What needs to be done:
When a line of the listing below has the string "config" in it, copy that line.

Information:
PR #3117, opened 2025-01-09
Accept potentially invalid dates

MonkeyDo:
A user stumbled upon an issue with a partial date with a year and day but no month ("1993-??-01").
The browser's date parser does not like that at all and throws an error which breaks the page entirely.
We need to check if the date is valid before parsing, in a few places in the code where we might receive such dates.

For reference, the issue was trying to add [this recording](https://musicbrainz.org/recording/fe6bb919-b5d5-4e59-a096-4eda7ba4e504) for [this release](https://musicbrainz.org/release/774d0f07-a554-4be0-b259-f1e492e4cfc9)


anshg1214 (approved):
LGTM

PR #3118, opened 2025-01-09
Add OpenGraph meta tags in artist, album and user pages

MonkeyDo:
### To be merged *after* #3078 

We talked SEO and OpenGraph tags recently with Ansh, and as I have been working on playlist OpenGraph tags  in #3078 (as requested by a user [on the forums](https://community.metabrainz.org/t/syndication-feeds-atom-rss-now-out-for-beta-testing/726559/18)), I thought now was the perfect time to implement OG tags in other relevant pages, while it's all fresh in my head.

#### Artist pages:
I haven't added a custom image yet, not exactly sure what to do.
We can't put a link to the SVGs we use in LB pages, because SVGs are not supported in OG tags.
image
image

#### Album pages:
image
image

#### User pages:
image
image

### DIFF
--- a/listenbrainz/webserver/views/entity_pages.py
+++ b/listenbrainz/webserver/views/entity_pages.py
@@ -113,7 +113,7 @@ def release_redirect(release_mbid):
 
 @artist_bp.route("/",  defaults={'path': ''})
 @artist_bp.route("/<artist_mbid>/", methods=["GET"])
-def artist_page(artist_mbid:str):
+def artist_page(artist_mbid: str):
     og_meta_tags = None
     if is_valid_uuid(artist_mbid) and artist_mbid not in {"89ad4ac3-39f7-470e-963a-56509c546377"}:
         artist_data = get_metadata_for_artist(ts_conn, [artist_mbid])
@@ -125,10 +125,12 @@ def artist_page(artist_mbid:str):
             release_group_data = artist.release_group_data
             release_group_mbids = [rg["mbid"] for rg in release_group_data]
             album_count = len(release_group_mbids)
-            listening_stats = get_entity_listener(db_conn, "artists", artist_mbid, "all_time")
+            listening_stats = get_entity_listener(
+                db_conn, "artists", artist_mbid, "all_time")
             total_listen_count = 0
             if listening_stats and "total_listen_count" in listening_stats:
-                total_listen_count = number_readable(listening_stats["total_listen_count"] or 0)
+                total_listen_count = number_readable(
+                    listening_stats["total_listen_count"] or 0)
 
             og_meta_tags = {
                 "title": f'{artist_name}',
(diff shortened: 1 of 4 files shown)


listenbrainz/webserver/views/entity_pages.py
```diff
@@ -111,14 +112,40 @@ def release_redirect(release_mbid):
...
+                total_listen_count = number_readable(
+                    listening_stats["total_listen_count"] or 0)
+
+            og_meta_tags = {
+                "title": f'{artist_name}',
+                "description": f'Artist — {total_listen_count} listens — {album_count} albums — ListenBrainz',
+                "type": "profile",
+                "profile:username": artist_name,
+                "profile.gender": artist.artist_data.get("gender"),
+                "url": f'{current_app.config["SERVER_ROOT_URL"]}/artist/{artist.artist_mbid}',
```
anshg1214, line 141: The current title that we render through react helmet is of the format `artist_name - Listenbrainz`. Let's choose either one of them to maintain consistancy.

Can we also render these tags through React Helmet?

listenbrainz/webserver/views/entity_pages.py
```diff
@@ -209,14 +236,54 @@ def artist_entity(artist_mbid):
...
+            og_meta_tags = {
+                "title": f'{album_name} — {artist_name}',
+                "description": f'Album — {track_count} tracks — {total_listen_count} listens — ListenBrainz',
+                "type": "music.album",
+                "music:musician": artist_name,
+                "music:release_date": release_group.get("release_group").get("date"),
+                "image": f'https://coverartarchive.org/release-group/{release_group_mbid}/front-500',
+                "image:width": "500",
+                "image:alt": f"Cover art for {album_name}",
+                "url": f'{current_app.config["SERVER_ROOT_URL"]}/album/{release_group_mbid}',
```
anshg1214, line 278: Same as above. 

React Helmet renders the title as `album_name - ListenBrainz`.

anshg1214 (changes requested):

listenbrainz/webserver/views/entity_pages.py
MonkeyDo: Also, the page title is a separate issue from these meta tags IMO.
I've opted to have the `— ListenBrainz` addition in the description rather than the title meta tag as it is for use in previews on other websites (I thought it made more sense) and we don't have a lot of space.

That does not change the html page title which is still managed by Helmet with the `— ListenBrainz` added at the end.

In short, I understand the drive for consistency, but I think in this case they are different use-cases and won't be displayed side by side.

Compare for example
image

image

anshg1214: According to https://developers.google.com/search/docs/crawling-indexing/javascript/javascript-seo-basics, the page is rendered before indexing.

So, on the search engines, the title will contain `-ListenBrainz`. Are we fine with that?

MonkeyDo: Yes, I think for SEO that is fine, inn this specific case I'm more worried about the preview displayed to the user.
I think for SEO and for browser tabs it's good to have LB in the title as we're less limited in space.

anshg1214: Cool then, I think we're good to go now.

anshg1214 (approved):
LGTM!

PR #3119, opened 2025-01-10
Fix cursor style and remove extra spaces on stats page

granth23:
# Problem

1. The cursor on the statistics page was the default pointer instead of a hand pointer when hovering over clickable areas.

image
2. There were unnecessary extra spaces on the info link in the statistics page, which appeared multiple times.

---

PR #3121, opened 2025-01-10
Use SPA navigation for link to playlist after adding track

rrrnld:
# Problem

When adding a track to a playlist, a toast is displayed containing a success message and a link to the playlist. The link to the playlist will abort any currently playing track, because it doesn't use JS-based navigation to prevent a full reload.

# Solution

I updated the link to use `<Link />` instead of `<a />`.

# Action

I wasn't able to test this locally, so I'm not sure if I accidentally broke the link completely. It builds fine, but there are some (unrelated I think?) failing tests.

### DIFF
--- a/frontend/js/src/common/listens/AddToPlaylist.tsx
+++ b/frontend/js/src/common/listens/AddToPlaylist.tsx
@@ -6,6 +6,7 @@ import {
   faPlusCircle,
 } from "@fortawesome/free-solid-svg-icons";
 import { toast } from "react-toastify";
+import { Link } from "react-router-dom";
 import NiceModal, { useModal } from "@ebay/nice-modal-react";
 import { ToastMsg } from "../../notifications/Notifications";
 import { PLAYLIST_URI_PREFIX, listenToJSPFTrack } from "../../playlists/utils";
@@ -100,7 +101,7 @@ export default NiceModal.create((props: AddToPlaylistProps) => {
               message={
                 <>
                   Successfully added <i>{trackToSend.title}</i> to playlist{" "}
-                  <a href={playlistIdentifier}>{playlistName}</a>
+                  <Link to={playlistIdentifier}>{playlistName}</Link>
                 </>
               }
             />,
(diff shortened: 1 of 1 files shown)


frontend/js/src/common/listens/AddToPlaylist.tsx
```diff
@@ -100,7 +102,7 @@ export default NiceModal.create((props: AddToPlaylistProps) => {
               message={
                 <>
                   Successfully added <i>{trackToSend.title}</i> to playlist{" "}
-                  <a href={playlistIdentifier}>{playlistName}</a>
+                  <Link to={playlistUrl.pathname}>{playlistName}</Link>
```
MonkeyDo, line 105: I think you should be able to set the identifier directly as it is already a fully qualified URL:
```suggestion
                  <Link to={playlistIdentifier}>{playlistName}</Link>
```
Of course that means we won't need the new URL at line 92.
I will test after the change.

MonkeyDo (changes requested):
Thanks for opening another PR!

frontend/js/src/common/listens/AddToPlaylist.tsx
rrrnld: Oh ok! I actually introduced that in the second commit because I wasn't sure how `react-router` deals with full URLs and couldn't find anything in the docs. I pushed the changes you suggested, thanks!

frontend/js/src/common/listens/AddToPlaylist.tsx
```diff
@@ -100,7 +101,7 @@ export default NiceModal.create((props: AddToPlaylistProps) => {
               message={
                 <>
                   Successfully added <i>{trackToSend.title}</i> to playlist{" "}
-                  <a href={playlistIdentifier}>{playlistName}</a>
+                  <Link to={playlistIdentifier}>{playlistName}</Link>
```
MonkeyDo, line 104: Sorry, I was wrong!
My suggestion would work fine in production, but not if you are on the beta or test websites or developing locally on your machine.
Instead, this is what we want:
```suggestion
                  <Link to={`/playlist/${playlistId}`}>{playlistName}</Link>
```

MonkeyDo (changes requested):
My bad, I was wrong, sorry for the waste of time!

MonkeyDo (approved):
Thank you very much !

Problem solution:
+                "url": f'{current_app.config["SERVER_ROOT_URL"]}/artist/{artist.artist_mbid}',
+                "url": f'{current_app.config["SERVER_ROOT_URL"]}/album/{release_group_mbid}',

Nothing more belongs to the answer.